■ Requirement ■
With no edits of any kind, print each record that follows.

■ Collected data ■
---

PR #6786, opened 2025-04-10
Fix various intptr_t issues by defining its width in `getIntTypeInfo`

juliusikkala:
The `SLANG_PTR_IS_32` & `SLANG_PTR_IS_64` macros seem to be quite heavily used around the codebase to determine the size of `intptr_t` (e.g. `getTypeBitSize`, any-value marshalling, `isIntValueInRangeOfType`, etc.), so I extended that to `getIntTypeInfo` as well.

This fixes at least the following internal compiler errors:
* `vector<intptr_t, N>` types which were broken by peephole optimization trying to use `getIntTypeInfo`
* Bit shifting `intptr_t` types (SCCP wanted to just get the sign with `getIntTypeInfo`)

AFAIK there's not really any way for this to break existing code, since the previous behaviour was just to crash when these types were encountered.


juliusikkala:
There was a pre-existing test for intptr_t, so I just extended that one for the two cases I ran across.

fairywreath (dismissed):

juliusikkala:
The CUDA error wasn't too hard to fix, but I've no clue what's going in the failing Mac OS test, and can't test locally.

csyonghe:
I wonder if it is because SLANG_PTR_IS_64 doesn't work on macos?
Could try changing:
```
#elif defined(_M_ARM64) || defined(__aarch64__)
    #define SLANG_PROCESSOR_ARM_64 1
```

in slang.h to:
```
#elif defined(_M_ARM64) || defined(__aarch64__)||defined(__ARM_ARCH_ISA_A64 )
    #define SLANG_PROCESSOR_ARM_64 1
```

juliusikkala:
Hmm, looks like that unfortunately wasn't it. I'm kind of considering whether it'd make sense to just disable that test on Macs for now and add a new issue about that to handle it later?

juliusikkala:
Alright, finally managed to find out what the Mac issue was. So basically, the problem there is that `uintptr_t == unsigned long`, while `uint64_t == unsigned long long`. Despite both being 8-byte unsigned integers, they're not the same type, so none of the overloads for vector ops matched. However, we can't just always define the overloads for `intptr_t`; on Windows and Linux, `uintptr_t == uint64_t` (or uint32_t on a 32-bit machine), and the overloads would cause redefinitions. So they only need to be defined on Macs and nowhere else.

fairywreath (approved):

---

■ Solution to this task ■
PR #6786, opened 2025-04-10
Fix various intptr_t issues by defining its width in `getIntTypeInfo`

juliusikkala:
The `SLANG_PTR_IS_32` & `SLANG_PTR_IS_64` macros seem to be quite heavily used around the codebase to determine the size of `intptr_t` (e.g. `getTypeBitSize`, any-value marshalling, `isIntValueInRangeOfType`, etc.), so I extended that to `getIntTypeInfo` as well.

This fixes at least the following internal compiler errors:
* `vector<intptr_t, N>` types which were broken by peephole optimization trying to use `getIntTypeInfo`
* Bit shifting `intptr_t` types (SCCP wanted to just get the sign with `getIntTypeInfo`)

AFAIK there's not really any way for this to break existing code, since the previous behaviour was just to crash when these types were encountered.


juliusikkala:
There was a pre-existing test for intptr_t, so I just extended that one for the two cases I ran across.

fairywreath (dismissed):

juliusikkala:
The CUDA error wasn't too hard to fix, but I've no clue what's going in the failing Mac OS test, and can't test locally.

csyonghe:
I wonder if it is because SLANG_PTR_IS_64 doesn't work on macos?
Could try changing:
```
#elif defined(_M_ARM64) || defined(__aarch64__)
    #define SLANG_PROCESSOR_ARM_64 1
```

in slang.h to:
```
#elif defined(_M_ARM64) || defined(__aarch64__)||defined(__ARM_ARCH_ISA_A64 )
    #define SLANG_PROCESSOR_ARM_64 1
```

juliusikkala:
Hmm, looks like that unfortunately wasn't it. I'm kind of considering whether it'd make sense to just disable that test on Macs for now and add a new issue about that to handle it later?

juliusikkala:
Alright, finally managed to find out what the Mac issue was. So basically, the problem there is that `uintptr_t == unsigned long`, while `uint64_t == unsigned long long`. Despite both being 8-byte unsigned integers, they're not the same type, so none of the overloads for vector ops matched. However, we can't just always define the overloads for `intptr_t`; on Windows and Linux, `uintptr_t == uint64_t` (or uint32_t on a 32-bit machine), and the overloads would cause redefinitions. So they only need to be defined on Macs and nowhere else.

fairywreath (approved):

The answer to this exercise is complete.